College of Water Conservancy and Civil Engineering, Inner Mongolia Agricultural University, Hohhot 010018, China.
College of Water Conservancy and Civil Engineering, Inner Mongolia Agricultural University, Hohhot 010018, China; Inner Mongolia Key Laboratory of Water Resource Protection and Utilization, Hohhot 010018, China.
Environ Res. 2022 Oct;213:113747. doi: 10.1016/j.envres.2022.113747. Epub 2022 Jun 24.

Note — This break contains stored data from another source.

PR #150, opened 2025-04-10
feat: add exponential backoff

vgupta98:
## Description

This PR adds a new policy called `BackOffPolicy` and provides its implementation called `ExponentialBackOffPolicy`.

## Type of change

- [ ] Documentation update

## Implementation Details

The `BackOffPolicy` has below methods:
- `nextDelayInMillis` - it provides the next delay in milliseconds for a given backOff policy.
- `resetBackOff` - it reset the given instance of policy to the initial state.

The `ExponentialBackOffPolicy` implements this interface and provides the delays which are increasing an exponential fashion. 
`delay = interval * base ^ attempt`
Here, `attempt` is number of times the method `nextDelayInMillis` is called. `resetBackOff` resets this value to zero again.

## Checklist

## Maintainers Checklist

- [ ] CI tests have passed.

### DIFF
--- a/core/src/main/kotlin/com/rudderstack/sdk/kotlin/core/internals/policies/backoff/ExponentialBackOffPolicy.kt
+++ b/core/src/main/kotlin/com/rudderstack/sdk/kotlin/core/internals/policies/backoff/ExponentialBackOffPolicy.kt
@@ -3,13 +3,13 @@ package com.rudderstack.sdk.kotlin.core.internals.policies.backoff
 import java.security.SecureRandom
 import kotlin.math.pow
 
-private const val MIN_INTERVAL = 10L
-private const val MAX_INTERVAL = 60_000L
-private const val DEFAULT_INTERVAL = 3000L
+internal const val MIN_INTERVAL = 10L
+internal const val MAX_INTERVAL = 60_000L
+internal const val DEFAULT_INTERVAL = 3000L
 
-private const val MIN_BASE = 1.1
-private const val MAX_BASE = 5.0
-private const val DEFAULT_BASE = 2.0
+internal const val MIN_BASE = 1.1
+internal const val MAX_BASE = 5.0
+internal const val DEFAULT_BASE = 2.0
 
 /**
  * This class implements an exponential backoff strategy with jitter for handling retries.
--- a/core/src/main/kotlin/com/rudderstack/sdk/kotlin/core/internals/policies/backoff/ExponentialBackOffPolicy.kt
+++ b/core/src/main/kotlin/com/rudderstack/sdk/kotlin/core/internals/policies/backoff/ExponentialBackOffPolicy.kt
@@ -1,6 +1,5 @@
 package com.rudderstack.sdk.kotlin.core.internals.policies.backoff
 
-import com.rudderstack.sdk.kotlin.core.internals.utils.InternalRudderApi
 import java.security.SecureRandom
 import kotlin.math.pow
 
@@ -18,8 +17,7 @@ internal const val DEFAULT_BASE = 2.0
  * The next delay is calculated using the formula: delay = interval * base^attempt.
  * The delay is then adjusted with a random jitter to avoid synchronized retries.
  */
-@InternalRudderApi
-class ExponentialBackOffPolicy(
+internal class ExponentialBackOffPolicy(
     private var intervalInMillis: Long = DEFAULT_INTERVAL,
     private var base: Double = DEFAULT_BASE,
 ) : BackOffPolicy {
--- a/core/src/main/kotlin/com/rudderstack/sdk/kotlin/core/internals/policies/backoff/ExponentialBackOffPolicy.kt
+++ b/core/src/main/kotlin/com/rudderstack/sdk/kotlin/core/internals/policies/backoff/ExponentialBackOffPolicy.kt
@@ -3,11 +3,11 @@ package com.rudderstack.sdk.kotlin.core.internals.policies.backoff
 import java.security.SecureRandom
 import kotlin.math.pow
 
-internal const val MIN_INTERVAL = 10L
-internal const val MAX_INTERVAL = 60_000L
-internal const val DEFAULT_INTERVAL = 3000L
+internal const val MIN_MIN_DELAY_IN_MILLIS = 3000L
+internal const val MAX_MIN_DELAY_IN_MILLIS = 60_000L
+internal const val DEFAULT_INTERVAL_IN_MILLIS = 3000L
 
-internal const val MIN_BASE = 1.1
+internal const val MIN_BASE = 2.0
 internal const val MAX_BASE = 5.0
 internal const val DEFAULT_BASE = 2.0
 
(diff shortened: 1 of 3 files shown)


core/src/main/kotlin/com/rudderstack/sdk/kotlin/core/internals/policies/backoff/ExponentialBackOffPolicy.kt
```diff
@@ -0,0 +1,55 @@
...
+
+/**
+ * This class implements an exponential backoff strategy with jitter for handling retries.
+ * It allows for configurable interval and base for the exponential calculation.
+ * The next delay is calculated using the formula: delay = interval * base^attempt.
+ * The delay is then adjusted with a random jitter to avoid synchronized retries.
+ */
+@InternalRudderApi
+class ExponentialBackOffPolicy(
+    private var intervalInMillis: Long = DEFAULT_INTERVAL,
```
1abhishekpandey, line 23: Rename `intervalInMillis` to `minDelayInSec` or `initialDelayInSecs`. Refer to our internal doc for reference.

`intervalInMillis` doesn't represent the exact task of this variable. 

This variable is needed to ensure that the first delay happens after a fixed interval. To better reflect the use case, we should rename it to something that helps us understand this better.

```suggestion
    private var minDelayInSec: Int = DEFAULT_DELAY_IN_SEC,
```

core/src/main/kotlin/com/rudderstack/sdk/kotlin/core/internals/policies/backoff/ExponentialBackOffPolicy.kt
```diff
@@ -0,0 +1,55 @@
...
+import java.security.SecureRandom
+import kotlin.math.pow
+
+internal const val MIN_INTERVAL = 10L
+internal const val MAX_INTERVAL = 60_000L
+internal const val DEFAULT_INTERVAL = 3000L
+
+internal const val MIN_BASE = 1.1
+internal const val MAX_BASE = 5.0
+internal const val DEFAULT_BASE = 2.0
```
1abhishekpandey, line 13: Do the following changes:

1. Convert all the value to seconds and avoid decimal values. We can achieve the same behaviour by having the values as second and this will make our code more readable, maintainable and simpler.
2. Let's set MIN_INTERVAL to 3 seconds; that is the default value.
3. Rename the `..._INTERVAL` to `..._DELAY_IN_SEC` or `..._INITIAL_DELAY_IN_SEC`.
4. Set the `MIN_BASE` to `2`.
5. Rename the constants to signify if they are in seconds or milliseconds. The variable name should give a clear idea of the unit.

```suggestion
internal const val MIN_DELAY_IN_SEC = 3
internal const val MAX_DELAY_IN_SEC = 6
internal const val DEFAULT_DELAY_IN_SEC = 3

internal const val MIN_BASE_IN_SEC = 2
internal const val MAX_BASE_IN_SEC = 5
internal const val DEFAULT_BASE_IN_SEC = 2
```

core/src/main/kotlin/com/rudderstack/sdk/kotlin/core/internals/policies/backoff/ExponentialBackOffPolicy.kt
```diff
@@ -0,0 +1,55 @@
...
+/**
+ * This class implements an exponential backoff strategy with jitter for handling retries.
+ * It allows for configurable interval and base for the exponential calculation.
+ * The next delay is calculated using the formula: delay = interval * base^attempt.
+ * The delay is then adjusted with a random jitter to avoid synchronized retries.
+ */
+@InternalRudderApi
+class ExponentialBackOffPolicy(
+    private var intervalInMillis: Long = DEFAULT_INTERVAL,
+    private var base: Double = DEFAULT_BASE,
```
1abhishekpandey, line 24:
```suggestion
    private var baseInSec: Int = DEFAULT_BASE_IN_SEC,
```

core/src/main/kotlin/com/rudderstack/sdk/kotlin/core/internals/policies/backoff/ExponentialBackOffPolicy.kt
```diff
@@ -0,0 +1,55 @@
...
+            base in MIN_BASE..MAX_BASE -> base
+            else -> DEFAULT_BASE
+        }
+    }
+
+    override fun nextDelayInMillis(): Long {
+        val delayInMillis = (intervalInMillis * base.pow(attempt++)).toLong()
+        val delayWithJitterInMillis = withJitter(delayInMillis)
+
+        return delayWithJitterInMillis
```
1abhishekpandey, line 44: First add this:
```
// Define a top level constant:
private const val MILLISECONDS_IN_SECOND = 1000

// Define a top level function
private fun Int.toMilliSeconds(): Long = this * MILLISECONDS_PER_SECOND
```

```suggestion
        val delayInSec = minDelayInSec * base.pow(attempt++)
        val delayWithJitterInSec: Int = withJitter(delayInSec) // This can be made more readable with the use of infix function. But I'll skip it for now.

        return delayWithJitterInSec.toMilliseconds()
```

1abhishekpandey: I've not tested the proposed solution. Do the needful to make it work.

core/src/main/kotlin/com/rudderstack/sdk/kotlin/core/internals/policies/backoff/ExponentialBackOffPolicy.kt
```diff
@@ -0,0 +1,55 @@
...
+    }
+
+    private fun withJitter(delayInMillis: Long): Long {
+        val jitter = random.nextInt(delayInMillis.toInt())
+        return delayInMillis + jitter
```
1abhishekpandey, line 49:
```suggestion
    private fun withJitter(delayInSec: Int): Int {
        val jitter = random.nextInt(delayInSec)
        return delayInSec + jitter
```

1abhishekpandey: We don’t need to convert the value using `.toInt()`. Keeping the values in seconds simplifies the calculation significantly.

vgupta98:
One thought: I want to keep the calculations in milliseconds as it provides more randomness (hence, less chance of overloading server due to colliding delays from multiple clients) when adding jitter and also ultimately we need the value in milliseconds (Long) when we pass it to the `delay` function in a coroutine.
For example,
Say, calculated `delay` is 4 sec, now, by adding jitter, it can be either 4, 5, 6, 7, 8. But, if we calculate it in milliseconds, then it can range from 4000 ms to 8000 ms (all the values in between).

We can use `random.nextLong()` function in the `withJitter` method to avoid converting it to `Int`.
CC @1abhishekpandey

core/src/main/kotlin/com/rudderstack/sdk/kotlin/core/internals/policies/backoff/ExponentialBackOffPolicy.kt
vgupta98: Base does not have a unit (say, seconds or milliSeconds). And, it has to be double value if we want to use the `pow` function from kotlin, otherwise, we will have to typecast it to `Int`.

core/src/main/kotlin/com/rudderstack/sdk/kotlin/core/internals/policies/backoff/ExponentialBackOffPolicy.kt
vgupta98: Everthing else except `BASE` is fine. Base is a unitless value.

ChryssaAliferi (approved):
👍 Looks looks great!

1abhishekpandey (approved):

Predicting the groundwater level of karst aquifers in North China Coalfield is essential for early warning of mine water hazards and regional water resources management. However, the dynamic changes of strata structure and hydrogeological parameters driven by coal mining activity cause challenges to the process-oriented groundwater model. In order to achieve accurate prediction of groundwater level in large mining areas, this study was the first to use the data-driven Nonlinear Autoregressive with External Input (NARX) model to predict the groundwater level of six karst aquifer observation wells in Pingshuo Mining Area. Three variable input scenarios were set up, solely considering meteorological factors, anthropogenic disturbance factors, and considering both meteorological and anthropogenic disturbance factors. The novel partial mutual information (PMI) screening algorithm was adopted to determine optimized input variables in each scenario. The input and feedback delay coefficients of NARX model were determined by using Seasonal-trend Decomposition Procedure Based on Loess (STL) algorithm and auto- and cross-correlation functions. The results showed that PMI algorithm can effectively screen out the optimal input variables for predicting groundwater level, the NSE coefficients of the PMI-NARX models under the three scenarios were 38.81%, 4.26% and 41.46% higher than those of the corresponding control experiments, respectively. In addition, the prediction performance of the PMI-NARX built on the basis of meteorological factors is poor (NSE <0.63). However, in scenarios which solely use anthropogenic disturbance factors and both use meteorological and anthropogenic disturbance factors, the PMI-NARX coupling models exhibit good prediction performance (NSE and R are all greater than 0.8). Especially under solely considering anthropogenic disturbance factors scenario, the model still exhibited good prediction accuracy with a negligible number of input variables. The results can provide technical and theoretical support for the prediction of groundwater level in other mining areas.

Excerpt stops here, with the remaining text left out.